Ok, that was embarrassing

September 30, 2008

So bent was I to publish that post that I didn’t bother to check the grammar of its title, which was originally “A Book that Move Mountains”.

 

Note to self: next time, don’t treat the title as afterthoughts!

Posted by nightdreamer at 3:13 pm | permalink | comments[20]

A Book that Moves Mountains

Someone once told me that an action, no matter how small, can lead to tremendous consequences. There were forest fires started by a mere litter of not-quite-extinguished cigarette butts. There were stalagmites that tumbled down by a mere echo that lingered a second to long. There were massacres that started by a mere dispute between a government official and a cigarette vendor. There were human rights movements that began by a mere middle-aged colored woman who insisted on not leaving the seat for white folks.

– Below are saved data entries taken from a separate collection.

PR #1279, opened 2022-05-20
Reduce ctest time by not testing all partitions for all Dirac operators

mathiaswagner:
modify (staggered)_dslash_ctest to only run partitions 0, 1, 2, 3, 4, 7, 8, 15 by default.
New option `--all-partitions' add to these tests to enable all partitions.

ctest will test all-partitions for  wilson and asqtad.

### DIFF
--- a/tests/CMakeLists.txt
+++ b/tests/CMakeLists.txt
@@ -331,9 +331,10 @@ foreach(pol IN LISTS DSLASH_POLICIES)
 
   if(QUDA_DIRAC_WILSON)
     set(DIRAC_NAME wilson)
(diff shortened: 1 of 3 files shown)


maddyscientist:
This looks good, but the default partitions to test here should be:
* no partitioning (0)
* each dimension separately (1, 2, 4, 8)
* splitting multiple dimensions starting from T (12, 14, 15)

The rationale is that these are the most commonly used.

mathiaswagner:
Obviously you are right for partition choices and I reversed order accidentally. Thanks for catching this.

maddyscientist (approved):

PR #1281, opened 2022-05-25
remove debug information from STRICT build

mathiaswagner:
This is primarily used for CI, not development. Also no debug info in CXX already.


maddyscientist (approved):
How much disk space does this save?

mathiaswagner:
For a jitify build I have seen 200MB vs 600MB.

PR #1228, opened 2021-12-22
Feature/shmem exchangeghost

mathiaswagner:
This enables nvshmem for exchange ghost and a first initial version for dslash_coarse.

PR #1282, opened 2022-05-26
Hotfix/nvshmem 11.5

maddyscientist:
This PR fixes some regressions introduced with #1228 
* Move shmem dslash bits from `dslash_quda.h` to its own header  `dslash_shmem.h` which is only included in device target files (fixes issues with CUDA 11.5 `cuda/atomic` when compiled by gcc)
* Fix compilation of color_spinor_pack.cu which was broken if no fermion types are enabled

### DIFF
--- a/include/dslash_helper.cuh
+++ b/include/dslash_helper.cuh
@@ -7,6 +7,7 @@
 #include <shmem_helper.cuh>
 #include <fast_intdiv.h>
 #include <dslash_quda.h>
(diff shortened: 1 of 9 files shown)


weinbe2 (approved):
Works as advertised, thanks for the quick fix @maddyscientist ! Good to merge once Jenkins has completed

mathiaswagner (approved):

PR #1401, opened 2023-08-17
Specifying granular masses and tolerances for multishift tests

weinbe2:
This very narrow PR adds command line arguments for specifying custom masses, tolerances, and HQ tolerances for each shift in multishift solves for both staggered and Wilson-type solves. The default behavior is to base masses off the mass (with extended shifts adding `0.01 * i * i`, as before) and to use `tol` and `tol_hq` for all of the shifts, but the flags `--multishift-masses`, `--multishift-tol`, and `multishift-tols-hq` can be used to override this behavior.

Examples below are for staggered; remove the `--dslash-type staggered --compute-fat-long true --test 5` to test Wilson-type operators.

4-shift solve with default masses, tols:
```
./staggered_invert_test --dim 8 8 8 8 --dslash-type staggered --compute-fat-long true --prec double --prec-sloppy single --test 5 --multishift 4
```

4-shift solve with custom masses, default tols:
```
./staggered_invert_test --dim 8 8 8 8 --dslash-type staggered --compute-fat-long true --prec double --prec-sloppy single --test 5 --multishift 4 --multishift-masses 0.01 0.02 0.03 0.04
```

4-shift solve with custom masses and tolerances:
```
./staggered_invert_test --dim 8 8 8 8 --dslash-type staggered --compute-fat-long true --prec double --prec-sloppy single --test 5 --multishift 4 --multishift-masses 0.01 0.02 0.03 0.04 --multishift-tols 1e-4 1e-5 1e-6 1e-7
```

If the number of masses, etc, does not agree with the argument to `--multishift` the tests will intentionally error out.

Outstanding work is minimal:
- [ ] `clang-format`

### DIFF
--- a/tests/invert_test.cpp
+++ b/tests/invert_test.cpp
@@ -239,14 +239,22 @@ std::vector<std::array<double, 2>> solve(test_t param)
   if (multishift > 1) {
     if (use_split_grid) { errorQuda("Split grid does not work with multishift yet."); }
     inv_param.num_offset = multishift;
+
+    // Consistency check for masses, tols, tols_hq size if we're setting custom values
+    if (multishift_masses.size() != 0 && multishift_masses.size() != static_cast<unsigned long>(multishift))
+      errorQuda("Multishift mass count %d does not agree with number of masses passed in %lu\n", multishift, multishift_masses.size());
+    if (multishift_tols.size() != 0 && multishift_tols.size() != static_cast<unsigned long>(multishift))
+      errorQuda("Multishift tolerance count %d does not agree with number of masses passed in %lu\n", multishift, multishift_tols.size());
+    if (multishift_tols_hq.size() != 0 && multishift_tols_hq.size() != static_cast<unsigned long>(multishift))
+      errorQuda("Multishift hq tolerance count %d does not agree with number of masses passed in %lu\n", multishift, multishift_tols_hq.size());
+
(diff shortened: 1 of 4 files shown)


maddyscientist:
The term `masses` isn’t appropriate for Wilson and it would be more appropriate to call these offsets or shifts.  Similarly, the scaling that’s been applied in `invert_test` doesn’t make sense, since we would want ideally to just specify raw numbers from the poles from RHMC.

How about a flag `—multishift-offset` to specify the raw (unscaled) shifts for Wilson like solvers and for staggered it could work with either the offset or masses option, with the rescaling only being applied when the masses option is specified?

weinbe2:
> The term `masses` isn’t appropriate for Wilson and it would be more appropriate to call these offsets or shifts. Similarly, the scaling that’s been applied in `invert_test` doesn’t make sense, since we would want ideally to just specify raw numbers from the poles from RHMC.
> 
> How about a flag `—multishift-offset` to specify the raw (unscaled) shifts for Wilson like solvers and for staggered it could work with either the offset or masses option, with the rescaling only being applied when the masses option is specified?

I applied your suggestion for Wilson-type fermions. There are too many conventions under the hood for staggered fermions for me to want to "poke the bear" on handling shifts vs masses at this time...

maddyscientist (approved):
Nice wee cleanup

PR #1414, opened 2023-11-06
Feature/openqxd

chaoos:
* Adds interface openQxD <--> QUDA
* Adds capability for C* boundaries in 1,2 or 3 spatial directions
* Fixed CPU reordering
* Adds openQCD gamma matrix basis (and basis transformations)
* Adds order class for spinors
* Adds order class for clover field (U(1) clover field is transfered from openQxD)
* Adds order class for gauge field
* Changed all the comments in quda.h to C89 style comments
* Rebased on your current `develop` branch


lib/color_spinor_field.cpp
```diff
@@ -454,7 +454,7 @@ namespace quda
 
       if (reorder_location() == QUDA_CPU_FIELD_LOCATION) { // reorder on the host
         void *buffer = pool_pinned_malloc(bytes);
-        qudaMemcpy(buffer, v.data(), bytes, qudaMemcpyDefault);
+        qudaMemcpy(buffer, src.v.data(), bytes, qudaMemcpyDefault);
```
chaoos: I observed that reordering on the CPU always results in vectors that are zero everywhere. I think there is a typo, since this fixed reordering for me.

include/clover_field_order.h
```diff
@@ -11,6 +11,7 @@
 #include <convert.h>
 #include <clover_field.h>
 #include <complex_quda.h>
+#include <index_helper.cuh>
```
chaoos, line 14: I need getCoords as well as my openqcd index functions in the order class

include/communicator_quda.h
```diff
@@ -41,6 +41,7 @@ namespace quda
     int (*coords)[QUDA_MAX_DIM];
     int my_rank;
     int my_coords[QUDA_MAX_DIM];
+    int cstar; // number of C* direction as per openQxD convention
```
chaoos, line 44: We extended the Topology struct with a cstar member to indicate how many spatial directions have C* boundaries. Maybe you want to have that as a option in the `QudaInvertParam` struct? However, we need this setting here, since it influences in the process grid topology.

include/communicator_quda.h
```diff
@@ -126,9 +127,26 @@ namespace quda
...
+          (i==1 && topo->cstar >= 2) ||
+          (i==2 && topo->cstar >= 3)
+      )) {
+        // if we go over the boundary and have a shifted boundary condition,
+        // we shift Nx/2 ranks in x-direction:
+        // shift_integer in {-1, 0, 1}
+        shift_integer = (comm_coords(topo)[i] + displacement[i] + comm_dims(topo)[i]) / comm_dims(topo)[i];
+        Nx_displacement += (shift_integer - 1) * (comm_dims(topo)[0]/2);
+      }
+      coords[i] = (i < topo->ndim) ? mod(comm_coords(topo)[i] + displacement[i] + (i==0 ? Nx_displacement :0), comm_dims(topo)[i]) : 0;
```
chaoos: Here we change the rank-topology based on how many C* directions we have. If there is a C* direction, we calculate the rank displacement in X-direction (`NX_displacement`) accordingly. `topo->cstar=0` recovers legacy behavior.

include/dslash_quda.h
```diff
@@ -808,4 +808,10 @@ namespace quda
   */
   void gamma5(ColorSpinorField &out, const ColorSpinorField &in);
 
+  /* RG: I have added these */
+  void gamma0(ColorSpinorField &out, const ColorSpinorField &in);
+  void gamma1(ColorSpinorField &out, const ColorSpinorField &in);
+  void gamma2(ColorSpinorField &out, const ColorSpinorField &in);
+  void gamma3(ColorSpinorField &out, const ColorSpinorField &in);
+
```
chaoos: I needed gamma0 to gamma3 for tests in openQxD side. Let me know if there is an intended way to apply a gamma matrix other than gamm5 to a spinor field (I didn't find anything).

include/enum_quda.h
```diff
@@ -18,18 +18,18 @@ typedef enum QudaMemoryType_s {
   QUDA_MEMORY_INVALID = QUDA_INVALID_ENUM
 } QudaMemoryType;
 
-//
-// Types used in QudaGaugeParam
-//
+/**
```
chaoos: Also here I changed all the comments to C89 style ones to be able to compile openQxD in C89. People don't want to change that standard ...

include/gauge_field_order.h
```diff
@@ -23,6 +23,7 @@
 #include <load_store.h>
 #include <aos.h>
 #include <transform_reduce.h>
+#include <communicator_quda.h>
```
chaoos: I need the number of ranks in all 4 directions (see `nproc` in the order class) to calculate offsets for the gauge, clover and spinor fields. Let me know if there is a better way to do that. in openQCD these are compile time constants.

include/index_helper.cuh
```diff
@@ -1106,4 +1106,302 @@ namespace quda {
     return (((x[3]*X[2] + x[2])*X[1] + x[1])*X[0] + x[0]) >> 1;
   }
 
+
```
chaoos: Here in a namespace `openqcd`, I added all indexing helper function that are needed by the order classes to reduce code duplication.

include/quda.h
```diff
@@ -16,7 +16,7 @@
 
 #ifndef __CUDACC_RTC__
 #define double_complex double _Complex
-#else // keep NVRTC happy since it can't handle C types
+#else /* keep NVRTC happy since it can't handle C types */
```
chaoos: Again the C89 style comments

include/quda.h
```diff
@@ -980,7 +979,7 @@ extern "C" {
    * initQuda.  Calling initQudaMemory requires that the user has
    * previously called initQudaDevice.
    */
-  void initQudaMemory();
+  void initQudaMemory(void);
```
chaoos, line 1018: C89 complains that without the void, this is not a valid function signature.

lib/comm_common.cpp
```diff
@@ -102,6 +102,13 @@ namespace quda
 
     Topology *topo = new Topology;
 
+#ifdef BUILD_OPENQCD_INTERFACE
+    int *data = static_cast<int *>(map_data);
+    topo->cstar = data[0];
+#else
+    topo->cstar = 0;
+#endif
+
```
chaoos, line 110: Here we set `cstar` to the value that comes from openQxD. We set `cstar=0` else, to recover legacy behavior.

lib/dslash_gamma_helper.cu
```diff
@@ -103,4 +103,9 @@ namespace quda {
   // Applies a gamma5 matrix to a spinor (wrapper to ApplyGamma)
   void gamma5(ColorSpinorField &out, const ColorSpinorField &in) { ApplyGamma(out,in,4); }
 
+  /* RG: I have added these */
+  void gamma0(ColorSpinorField &out, const ColorSpinorField &in) { ApplyGamma(out,in,0); }
+  void gamma1(ColorSpinorField &out, const ColorSpinorField &in) { ApplyGamma(out,in,1); }
+  void gamma2(ColorSpinorField &out, const ColorSpinorField &in) { ApplyGamma(out,in,2); }
+  void gamma3(ColorSpinorField &out, const ColorSpinorField &in) { ApplyGamma(out,in,3); }
```
chaoos: Again, let me know it I should remove them.

lib/gauge_field.cpp
```diff
@@ -151,6 +151,25 @@ namespace quda {
...
+        /* analogue to BNDRY in openQCD:include/global.h */
+        long int bndry = 0;
+        bndry += (1-(comm_dim(0)%2))*x[1]*x[2]*x[3];
+        bndry += (1-(comm_dim(1)%2))*x[0]*x[2]*x[3];
+        bndry += (1-(comm_dim(2)%2))*x[0]*x[1]*x[3];
+        bndry += (1-(comm_dim(3)%2))*x[0]*x[1]*x[2];
+        bndry *= 2;
+
+        length += 18*7*bndry/4;
+        bytes = length * precision;
```
chaoos, line 173: For openQxD, we need to copy a little more data for the gauge field, because the gauge fields of even boundary points in positive direction are stored in `base_pointer + 4*VOLUME + some_offset`

include/clover_field.h
```diff
@@ -133,6 +133,8 @@ namespace quda {
       inverse(param.inverse),
       clover(param.clover),
       cloverInv(param.cloverInv),
+      csw(param.csw),
+      coeff(param.coeff),
```
donion74, line 170: What does this `coeff` do?

include/index_helper.cuh
```diff
@@ -1106,4 +1106,302 @@ namespace quda {
...
+     *
+     * @return     Volume
+     */
+    __device__ __host__ inline int vol(const int *X)
+    {
+      return X[0]*X[1]*X[2]*X[3];
+    }
+
+
+    /**
```
donion74, line 1260: Could you write out what `cbs`does?

include/index_helper.cuh
```diff
@@ -1106,4 +1106,302 @@ namespace quda {
...
+    {
+      return 2*(((1-(nproc[0]%2))*surface(L, 0))
+              + ((1-(nproc[1]%2))*surface(L, 1))
+              + ((1-(nproc[2]%2))*surface(L, 2))
+              + ((1-(nproc[3]%2))*surface(L, 3))
+      );
+    }
+
+
+    __device__ __host__ inline int ifc(const int *L, const int *nproc, const int mu)
```
donion74: Could you add a small comment what this does?

include/index_helper.cuh
```diff
@@ -1106,4 +1106,302 @@ namespace quda {
...
+          ret = surface(X, 0);
+        }
+      }
+
+      return ret;
+    }
+
+
+    /**
+     * @brief      Pure implementation of iup[ix][mu]
```
donion74: Maybe add: Returns neighbouring point in positive $\mu$ direction.

include/quda_openqcd_interface.h
```diff
@@ -0,0 +1,343 @@
...
+
+#ifdef double2_ORIGINAL
+#define double2 double2_ORIGINAL
+#undef double2_ORIGINAL
+#endif
+
+#ifdef __CUDACC_RTC_ORIGINAL__
+#define __CUDACC_RTC__ __CUDACC_RTC_ORIGINAL__
+#undef __CUDACC_RTC_ORIGINAL__
+#endif
```
chaoos, line 47: I know that looks ugly, but it redefines the datatype `double2` to the struct above, such that in `quda.h` the `double_complex` is redefined to `double2` (which in turn is `openqcd_complex_dble`), which is something that C89 is not complaining about. I agree that we should probably solve that differently :-), but by this we can still build on the openqxd side with `-std=c89 -pedantic -Werror`.

maddyscientist:
@Jenkins test this please

maddyscientist:
Thanks for this contribution @chaoos.  This looks like a great PR and it will be great to OpenQCD support plumbed into QUDA 😄 

@mathiaswagner and I are traveling at the moment, so reviewing this will likely take longer than normal.  In the meantime, can you fix the broken builds in the CI matrix? (click on the `Details` link next to the failed build, and you should be able to find the reason for the failure).  Also, please add your name to the `README` under the list of contributors.

havogt:
cscs-ci run

include/clover_field.h
chaoos: This is set to `kappa*csw`. in `loadCloverQuda()` and later used in `computeClover()`.

include/index_helper.cuh
chaoos: Comment added

include/index_helper.cuh
chaoos: Comment added

include/index_helper.cuh
chaoos: Comment added

chaoos:
@maddyscientist Could you trigger the pipeline again? Locally I fixed the problems.
Thank you,
Roman

include/clover_field.h
donion74: Do you want to add this comment in the code?

mathiaswagner:
@Jenkins test this please.

include/gauge_field_order.h
chaoos: This line is removed.

include/clover_field_order.h
```diff
@@ -1015,6 +1016,102 @@ namespace quda {
         size_t Bytes() const { return length*sizeof(Float); }
       };
 
+      /**
+       * OpenQCD ordering for clover fields
+       */
+      template <typename Float, int length = 72> struct OpenQCDOrder {
```
maddyscientist, line 994: Just curious, whether QUDA has sufficient capability to create the clover term for OpenQ*D's use case or whether you have specific requirements that we are lacking?  E.g., exponential clover or anisotropy?

include/color_spinor_field_order.h
```diff
@@ -1811,6 +1811,90 @@ namespace quda
...
+
+      OpenQCDDiracOrder(const ColorSpinorField &a, int = 1, Float *field_ = 0, float * = 0) :
+        field(field_ ? field_ : a.data<Float *>()),
+        offset(a.Bytes() / (2 * sizeof(Float))),  // TODO: What's this for??
+        volumeCB(a.VolumeCB()),
+        nParity(a.SiteSubset()),
+        dim {a.X(0), a.X(1), a.X(2), a.X(3)}, // *local* lattice dimensions, xyzt
+        L   {a.X(3), a.X(0), a.X(1), a.X(2)}  // *local* lattice dimensions, txyz
+      {
+        if constexpr (length != 24) {
```
maddyscientist: Make this a `static_assert`?

include/enum_quda.h
maddyscientist: That's unfortunate, and will be a difficult constraint going forward as we have been planning on making the interface fully embrace C99 (e.g., use of `bool`).

What's the reason for this desire to stick to a 35 year old standard?

include/gauge_field_order.h
```diff
@@ -2347,8 +2347,124 @@ namespace quda {
...
+
+      OpenQCDOrder(const GaugeField &u, Float *gauge_ = 0, Float **ghost_ = 0) :
+        LegacyOrder<Float, length>(u, ghost_),
+        gauge(gauge_ ? gauge_ : (Float *)u.data()), // pointer to the gauge field on CPU
+        volumeCB(u.VolumeCB()), // Volume and VolumeCB refer to the global lattice, if VolumeLocal, then local lattice
+        dim {u.X()[0], u.X()[1], u.X()[2], u.X()[3]}, // *local* lattice dimensions, xyzt
+        L   {u.X()[3], u.X()[0], u.X()[1], u.X()[2]}, // *local* lattice dimensions, txyz
+        nproc {comm_dim(3), comm_dim(0), comm_dim(1), comm_dim(2)} // txyz
+      {
+        if constexpr (length != 18) {
```
maddyscientist: `static_assert` here?

include/index_helper.cuh
```diff
@@ -1106,4 +1106,323 @@ namespace quda {
...
+     *
+     * @return     iup[ix][mu]
+     */
+    __device__ __host__ inline int iup(const int *x, const int mu, const int *L, const int *nproc)
+    {
+      int i, ret, xb[4], xn[4];
+
+      if ((x[mu]==(L[mu]-1))&&(nproc[mu]>1)) {
+
+        int cbs[4] = {setup_cbs(0, L), setup_cbs(1, L), setup_cbs(2, L), setup_cbs(3, L)};
```
maddyscientist, line 1378: Might not be practical, but in an ideal world the `cbs` numbers would be pre-computed on the host in `int_fastdiv` types.  This would allow for much faster division in the kernels.  Likely not performance critical, just mentioning it out of completeness.

include/quda_openqcd_interface.h
maddyscientist: This makes me wonder what hoops might be necessary when we switch to using `bool` in the interface...

lib/color_spinor_field.cpp
maddyscientist: Thanks for catching that.  The CPU ordering path isn't really used much, except for debugging.  I likely introduced this bug in #1384.

lib/comm_common.cpp
maddyscientist: To avoid possible issues in the future, best to make sure that any local variables in each path here are scoped or simply write the first path here as follows to avoid any local variable:
```c++
topo->cstar = static_cast<int *>(map_data)[0];
```

lib/copy_gauge_extended.cu
```diff
@@ -110,6 +110,15 @@ namespace quda {
       errorQuda("TIFR interface has not been built\n");
 #endif
 
+    } else if (out.Order() == QUDA_OPENQCD_GAUGE_ORDER) {
+
+#ifdef BUILD_OPENQCD_INTERFACE
+      using G = OpenQCDOrder<FloatOut, length>;
+      CopyGaugeEx<FloatOut, FloatIn, length, G, InOrder>(out, in, location, Out, In);
+#else
+      errorQuda("OPENQCD interface has not been built\n");
```
maddyscientist: General comment: `errorQuda` includes a line break (`\n`), so these should be removed.

lib/gauge_field.cpp
```diff
@@ -151,6 +151,25 @@ namespace quda {
         bytes = site_dim * (x[0] + 4) * (x[1] + 2) * (x[2] + 2) * (x[3] + 2) * nInternal * precision;
       } else if (order == QUDA_MILC_SITE_GAUGE_ORDER) {
         bytes = volume * site_size;
+      } else if (order == QUDA_OPENQCD_GAUGE_ORDER) {
+        /**
+         * With an openQCD gauge field, we need all the links of even lattice
+         * points in positive direction. These are links that lie in the buffer
+         * space that spans 7*BNDRY/4 gauge fields. These boundary fields are
```
maddyscientist, line 159: Curious where the factor of 7 comes from?

include/dslash_quda.h
maddyscientist: I don't think we've needed anything other in gamma5 in the past, so I never bothered to instantiate them.  No problem adding them and this is the correct place to do so.

I do question the difference in notation here though, for C-style counting from zero for gamma_1..gamma_4 and Fortran-style / physics notation for gamma_5.  Should we make these consistent?

include/communicator_quda.h
maddyscientist: Forgive my ignorance, but are the C* boundaries only relevant for fermions?

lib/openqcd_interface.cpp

Greg Mortenson is a man who saw his small act turn to something greater. Written by journalist David Oliver Relin, Three Cups of Tea is a moving, nonfictional account of Greg, whose failed attempt to summit K2 eventually led him to start humanitarian projects. Resting at an unknown village of Korphe after his descend from Karakoram Range, he saw that the children there had no means to receive formal education, so he promised to build a school to repay for the kindness people of Korphe gave him. Fulfilling that promise would also mark the beginning of a new path of his life, as he sets on his still-active mission to intrepidly build schools for other underdeveloped provinces of Pakistan and, later, Afghanistan.

 

The book’s story, with enough twists to make it a good movie, is wonderful enough. It’s its resounding theme of love and compassion that elevates it a K2 higher than just entertainment. Challenging subject matters that come so naturally when taking about Islam are never shunned, and once you’ve finished reading it you might start lamenting on how misguided Americans are about Muslims. Equal parts hopeful and horrifying, you’ll glance at how badly Muslims are bullied, both by Taliban and by the west. You’ll see how they are forced by extremists to study in schools that teach nothing - not physics, math or whatever languages - but the most hateful interpretations of Koran. You’ll see how underprivileged women are. And Greg, in his building of schools, reveals that the better way in which the battle against terror should be fought is by giving Muslims and their women the right to actual education that they have long been denied of. It breaks the stereotypes of Muslims as being combative, declaring that they want peace and order just as much as all of us do. It also shows how neglected they are, that they have never received the aids and funds promised to them by Americans and Russians whom have taken their turns to rule Afghanistan for no other reason than to prove the firepower of democracy or communism.

 

Go read this book, and it’s about time we see Muslims as we see ourselves: that, like us, they deserve neither to be bombed by the hypocritical administrations that should’ve long overgrown their jingoistic cowboy fantasies masqueraded as “heroism”, nor to be spilled racist diatribes by FOKKKS, excuse me, FOX news.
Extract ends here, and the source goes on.